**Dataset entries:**
>>>>>

PR #3825, opened 2021-10-13
Adding integration test for `firebase deploy --only extensions`

joehan:
### Description
Adds a basic e2e test for `firebase deploy --only extensions`. This test deploys 2 extensions, then verifies that they were successfully installed via `firebase ext:list --json`.

I also made some changes to listExtensions, so that the output of `firebase ext:list --json` would be simpler to parse. Previously, this was returning _every_ field in the extension instance object, including the entire ExtensionSpec. This does not have any effect on `firebase ext:list` without the `--json` flag.

Once this command is ready to merge publicly, I'll add this test to our CI as well.

### Scenarios Tested
`npm run test:extensions-deploy`


scripts/extensions-deploy-tests/tests.ts
```diff
@@ -0,0 +1,60 @@
+import { expect } from "chai";
+import * as subprocess from "child_process";
+import { cli } from "winston/lib/winston/config";
+
+import { CLIProcess } from "../integration-helpers/cli";
+
+const FIREBASE_PROJECT = process.env.FBTOOLS_TARGET_PROJECT || "";
+
+const TEST_SETUP_TIMEOUT = 10000;
```
elvisun, line 9: what unit is this? TEST_TIMEOUT_MS?

src/extensions/listExtensions.ts
```diff
@@ -31,6 +29,7 @@ export async function listExtensions(
   });
   // Order instances newest to oldest.
   const sorted = _.sortBy(instances, "createTime", "asc").reverse();
+  const formatted: any = [];
```
elvisun, line 32: is this `any` or can it be `any[]`?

<<<<<

**EXERCISE GOAL:** Give back, verbatim, the lines from the top of the entries above through the line containing "Adds a basic".

**TASK RESPONSE:**
PR #3825, opened 2021-10-13
Adding integration test for `firebase deploy --only extensions`

joehan:
### Description
Adds a basic e2e test for `firebase deploy --only extensions`. This test deploys 2 extensions, then verifies that they were successfully installed via `firebase ext:list --json`.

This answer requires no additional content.